It’s not just for playtime anymore!
Or… click to get the online Lite-Brite simulator (the technology these days!). And get ready – because that old classic is about to become your child’s favorite graphing lesson!
1. Draw a picture on a Lite-Brite template.
Draw a picture on it in pencil. Here’s mine:
2. Determine the best peg placement.
Rough sketches don’t quite work with the peg placement. So draw the peg holes on the template as close to your lines as possible. Start noticing patterns.
3. Use colors!
Pick some good colors you’ll want to use when you’re graphing your picture. Unless you and your kids know the exact number of Lite-Brite pegs you have, in which colors, you’ll probably have to tweak this in the next few steps.
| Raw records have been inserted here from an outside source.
PR #892, opened 2022-09-09
Replace sortable with draggable

Crabcyborg:
Fixes https://github.com/Strategy11/formidable-pro/issues/3175

The drag/drop code has been rewritten to work better with sections and field groups.

This also fixes a bug with deleted groups. When sections were deleted, the children fields weren't also being deleted when using the delete group option.

And it fixes a couple of items from https://github.com/Strategy11/formidable-pro/issues/3118 including:
- "I added a summary field and the grouping that happened is odd. It should wrap the page break and the summary separately."

It also appears to resolve this issue I can appear to replicate on master when I drop a field into a row really quickly. It won't sync my layout but will set the layout class value to a double class like `frm6 frm6`, looking like this as a result:
Screen Shot 2022-09-15 at 4 26 49 PM

**Recording**
QRx9245Dl8

**Completed**
- [x] Do we want class `this.classList.add( 'drop-me' );`?
- [x] A new dragged in field is not draggable.
- [x] Dragging does not work yet between rows.
- [x] Don’t lose any logic from updateFieldAfterMovingBetweenSections
    - [x] And insertNewFieldByDragging
- [x] Do I still need to maintain a $previousFieldContainer variable?
- [x] Only if the previous container had other sibling fields, remove the previous layout class.
- [x] Never place anything after the edit_field_type_end_divider.
- [x] Call allowDrop to make sure that some field types can’t be dragged into a section (see comment don't allow some field types inside section in sortable change function. It uses classes no-drop-placeholder and sortable-placeholder
- [x] Dragging a group into/out of a section should assign the whole group.
- [x] There are issues right now with dragging field groups.
- [x] There's code that tries to update a collapsed page when you drag a field. This doesn't appear to actually happen.
- [x] Page break+summary doesn’t init properly.
- [x] Reduce the negative margin on sections.
- [x] Trying to place a field beside itself back into it's original field group is weird when it in the only item in the group. The placeholder follows the edge of the field as it drags around.
- [x] Break into rows didn’t break into new groups properly
- [x] I can't move around a field within the group it was just in.
- [x] I don’t think sections properly delete in bulk-delete. The child fields seem to get left behind.
- [x] Right now it's calling frm_update_field_after_move too often (after after time a field is dragged). Only call it when section id changes.
- [x] It breaks when you load a long form with AJAX. The loaded items do not become draggable or droppable.
- [x] The field being dragged has an inconsistent z-index.

### DIFF
--- a/js/formidable_admin.js
+++ b/js/formidable_admin.js
@@ -1497,9 +1497,11 @@ function frmAdminBuildJS() {
 
 				if ( ! $siblings.length ) {
 					makeDroppable( replaceWith.get( 0 ).querySelector( 'ul.frm_sorting' ) );
+					makeDraggable( replaceWith.get( 0 ).querySelector( 'li.form-field' ), '.frm-move' );
+				} else {
+					makeDraggable( replaceWith.get( 0 ), '.frm-move' );
 				}
 
-				makeDraggable( replaceWith.get( 0 ).querySelector( 'li' ), '.frm-move' );
 			},
 			error: handleInsertFieldError
 		});
--- a/js/formidable_admin.js
+++ b/js/formidable_admin.js
@@ -1010,7 +1010,13 @@ function frmAdminBuildJS() {
 			if ( insertAtIndex === $children.length ) {
 				const $lastChild = jQuery( $children.get( insertAtIndex - 1 ) );
 				top = $lastChild.offset().top + $lastChild.outerHeight();
-				$list.append( placeholder ); // TODO do not put it after the end divider.
+				$list.append( placeholder );
+
+				// Make sure nothing gets inserted after the end divider.
+				const $endDivider = $list.children( '.edit_field_type_end_divider' );
+				if ( $endDivider.length ) {
+					$list.append( $endDivider );
+				}
 			} else {
 				top = jQuery( $children.get( insertAtIndex ) ).offset().top;
 				jQuery( $children.get( insertAtIndex ) ).before( placeholder );
@@ -1655,7 +1661,6 @@ function frmAdminBuildJS() {
 		return allowMoveFieldToGroup( draggable, droppable );
 	}
 
-	// TODO I cannot drag a field group anywhere.
 	function allowMoveFieldGroup( fieldGroup, droppable ) {
 		if ( droppable.classList.contains( 'start_divider' ) && null === fieldGroup.querySelector( '.start_divider' ) ) {
 			// Allow a field group with no section inside of a section.
--- a/js/formidable_admin.js
+++ b/js/formidable_admin.js
@@ -820,6 +820,11 @@ function frmAdminBuildJS() {
 			list => {
 				makeDroppable( list );
 				Array.from( list.children ).forEach( child => makeDraggable( child, '.frm-move' ) );
+
+				const $sectionTitle = jQuery( list ).children( '[data-type="divider"]' ).children( '.divider_section_only' );
+				if ( $sectionTitle.length ) {
+					makeDroppable( $sectionTitle );
+				}
 			}
 		);
 		setupFieldOptionSorting( jQuery( '#frm_builder_page' ) );
@@ -836,7 +841,7 @@ function frmAdminBuildJS() {
 	}
 
 	function onDragOverDroppable( event, ui ) {
-		const droppable = event.target;
+		const droppable = getDroppableForOnDragOver( event.target );
 		const draggable = ui.draggable[0];
 
 		if ( ! allowDrop( draggable, droppable ) ) {
@@ -848,6 +853,20 @@ function frmAdminBuildJS() {
 		document.querySelectorAll( '.frm-over-droppable' ).forEach( droppable => droppable.classList.remove( 'frm-over-droppable' ) );
 		droppable.classList.add( 'frm-over-droppable' );
 		jQuery( droppable ).parents( 'ul.frm_sorting' ).addClass( 'frm-over-droppable' );
+	}
+
+	/**
+	 * Maybe change the droppable.
+	 * Section titles are made droppable, but are not a list, so we need to change the droppable to the section's list instead.
+	 *
+	 * @param {Element} droppable 
+	 * @returns {Element}
+	 */
+	function getDroppableForOnDragOver( droppable ) {
+		if ( droppable.classList.contains( 'divider_section_only' ) ) {
+			droppable = jQuery( droppable ).nextAll( '.start_divider.frm_sorting' ).get( 0 );
+		}
+		return droppable;
 	}
 
 	function onDraggableLeavesDroppable( event ) {
--- a/js/formidable_admin.js
+++ b/js/formidable_admin.js
@@ -1129,11 +1129,22 @@ function frmAdminBuildJS() {
 	}
 
 	function getFieldsInRow( $row ) {
-		return $row.children( 'li.form-field' ).not( '.edit_field_type_end_divider' ).filter(
-			function() {
-				return 'none' !== this.style.display;
+		let $fields = jQuery();
+		Array.from( $row.get( 0 ).children ).forEach(
+			child => {
+				if ( 'none' === child.style.display ) {
+					return;
+				}
+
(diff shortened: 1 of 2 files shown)


Crabcyborg:
@garretlaxton This isn't 100% finished yet but it's at a point where I could use your help testing it.

It's fairly likely there are still errors. I'd like your help tracking those down.

Some items that I know about are in the description.

Thanks!

garretlaxton:
I noticed a few things you have pointed out already, but here's some new things I see.
- [ ] Before you save the form, if you try to duplicate a group or section field it duplicates out of style.
https://www.loom.com/share/4130c9f69a214f2bb51e9fcf017fbdcc
- [ ] After you save the form, when you duplicate the group it puts it in the same group.
localhost_form-ex_wp-admin_admin php_page=formidable frm_action=edit id=27
- [ ] When groups are duplicated they duplicate in alphabetical order. Below, Section A & Section B should be next to each other as they were before duplicating.
localhost_form-ex_wp-admin_admin php_page=formidable frm_action=edit id=27 (1)
- [ ] After duplicating a section with a field, it still shows the `.frm_no_section_fields` border until you save or edit the section.
localhost_form-ex_wp-admin_admin php_page=formidable frm_action=edit id=27 (2)

Crabcyborg:
Thanks @garretlaxton I've logged a couple of these issues so far as new issues. I think some of these could be handled later and were already issues prior to this update.

https://github.com/Strategy11/formidable-pro/issues/3816
https://github.com/Strategy11/formidable-pro/issues/3818

I haven't addressed the other items you mentioned yet either but I'll look into those soon.

I've pushed a few more updates though:

- There will be fewer network calls to update section IDs as it will only make a request when the sections actually change.
- I added a debounce so it syncs faster without hitting performance issues.
- When you delete a group with a section, the children fields of the section were not deleting, just the section itself.

garretlaxton:
How could I test the performance issue?

The first 2 look great! The fields sticking was a bit annoying,so glad that's solved!

Crabcyborg:
> How could I test the performance issue?

Sorry about the delay answering this @garretlaxton. I guess you could just test it with a lot of fields and sections, and if it's still fast, it's working. Testing that is less important than just making sure it all works and that it doesn't feel slow.

I've pushed a few more updates to this. I think this update should be good to go now.

Let me know if you can find any other issues! 🚀

garretlaxton:
I'm not sure if this is intended or related to this update, but sections are collapsed by default on the front-end when collapsible is selected.
image

I also notice section label positions are a bit messed up on the front-end as well.
- The right label still shows on the left and the section area is very small.
image
- The none and hidden but leave space options hide the section completely.
image
- If you have collapsible selected and select the none or hidden but leave space option the whole section disappears including the field in the section

stephywells:
This is so much smoother now! Nice job @Crabcyborg !

I'm seeing a couple minor things.
1. When I hover a field over a section, it feels like it should go inside it on drop. Instead, it goes on the right where the drop line is showing.
Screen Shot 2022-10-03 at 12 19 49 PM

2. The lines aren't quite lined up here:
Screen Shot 2022-10-03 at 12 19 19 PM

@semelyak do you have any input on this? I think there might be related designs somewhere, but I'm not sure where to find them.

js/formidable_admin.js
```diff
@@ -1388,23 +1466,24 @@ function frmAdminBuildJS() {
...
+			getFieldsInRow( jQuery( currentItem.get( 0 ).firstChild ) ).each(
+				function() {
+					updateFieldAfterMovingBetweenSections( jQuery( this ) );
+				}
+			);
+			return;
 		}
 
-		currentItem[0].addEventListener( 'click', function() {
-			maybeAddSaveAndDragIcons( this.dataset.fid );
```
Crabcyborg, line 1403: @AbdiTolesa I removed this code. As far as I can tell, we didn't need this here. Just in the other place it was added. Can you confirm that?

Thanks!

Crabcyborg:
>     1. When I hover a field over a section, it feels like it should go inside it on drop. Instead, it goes on the right where the drop line is showing.

Thanks @stephywells! I made the section title droppable now, and then swap out the droppable target so anything that goes over the section titles will try to enter the section's list. I also added a pointer-events: none style on the section header while the field is being dragged because I don't think the big blue outline helps either there.

> Screen Shot 2022-10-03 at 12 19 49 PM

>     2. The lines aren't quite lined up here:

Thanks! I changed the padding in the section to fix that. It should look more centred now.

Screen Shot 2022-10-04 at 11 52 09 AM

stephywells:
@Crabcyborg those are some weird issues. Let's log those and work on them in a separate PR. It seems like it would only make sense for sections to either show the title or not show it. The left, right, and inline stuff should probably all go.

Steve took a look at the changes here, and he would really like the field to be small again when dragging to make it easier to see where things will go. Can we add some css to the field being dragged so it looks more like adding a new field? We can use css to truncate the label, and set a width and bg color on it. It would be nice if we can show the field icon like we do when first dragging in a field. Is this easily to change?

Crabcyborg:
@stephywells What about when you're dragging a field group?

That's likely the weirdest looking use case (a large group), but in that case there is no "field type" icon unless we come up with one for groups (or use the row layout icon or something), or if we just grabbed one from one of the fields in the group.

js/formidable_admin.js
AbdiTolesa: @Crabcyborg I just pulled this update and tested it and found no issues so far after moving a field around sections and fields. Couldn't remember if that was needed really.

stephywells:
I've got a couple small styling requests.

1. The drop zones are showing inside the box on the left, but outside the box on the right. Can the left one be outside the box too? 
Screen Shot 2022-10-12 at 9 49 32 AM

2. When moving a field, can we add a color overlay or something on it, so it's clear what is being moved? Like this:
Screen Shot 2022-10-12 at 9 59 09 AM

Crabcyborg:
> 1. The drop zones are showing inside the box on the left, but outside the box on the right. Can the left one be outside the box too?

@stephywells Good idea. I added a 4 pixel offset there. I'm already offsetting  in-between the fields in the group so it was pretty easy to change.

Screen Shot 2022-10-12 at 4 08 35 PM

>  2. When moving a field, can we add a color overlay or something on it, so it's clear what is being moved? Like this:

I'm not sure I totally follow the request but I made a few more adjustments.

I added a `box-shadow` to the draggable, and I set the item that you are trading to `opacity: 0.5` so it fades out, so it's more clear what you're actually dragging.

I also added another `pointer-events: none` to the field while dragging because I don't think it makes sense to have them show their hover effects while dragging - I noticed that from your screenshot and didn't like it. I've already done this for section headers but I guess I missed fields.

Screen Shot 2022-10-12 at 4 09 56 PM

stephywells:
1. Awesome!

So with #2, instead of showing the radio field, it would have a color block on top of it. Here it is in action. While dragging, the element being dragged changes in the background:
https://user-images.githubusercontent.com/1116876/195432955-4383157d-b952-4d92-b993-224a5d24c142.mp4

Crabcyborg:
@stephywells Thanks, I didn't know we were talking about how how Gutenberg handles it.

How does this look?

ccjT4Fd51x

stephywells:
Yes! Exactly!! You came up with a way better solution for that than I did.

garretlaxton:
I'm noticing section fields can't be moved side by side after being placed in a form. I'm also having issues placing a field in a section when they are side by side. I am using the PR that was merged, not sure if I should be using this instead though.
https://www.loom.com/share/422cbb622ba542a8a0da2f01dc3276a1

Crabcyborg:
I think that's old code Garret. This look like caching to me.

The dragging item should look like the new field buttons now. It still looks like a section in your video which make some think it's not up to date.

garretlaxton:
Thanks for that. I was using the other PR that was merged so that was my issue. Switching to this worked great for me.
Screenshot (21)

The only issue I see is if you grab a new field, you can't put it back incase you grab the wrong field. You'll just have to delete it.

4. Figure out where to start
Here’s where things get very interesting. The peg holes are not lined up in what you would call a Cartesian coordinate plane. They’re not really in any kind of coordinate plane system. At least not that I know of.
The crazy structure in the grid doesn’t really matter. The fact that you can still count over and up to get where you want to go is what matters.
You and your children get to devise the way you count over and up.
5. Count and push!
Your child can follow the pattern on the template and push the pegs in the Lite-Brite. This offers practice for the skills they’ll use when graphing and working with the slope of a line. This is the precursor of calculus!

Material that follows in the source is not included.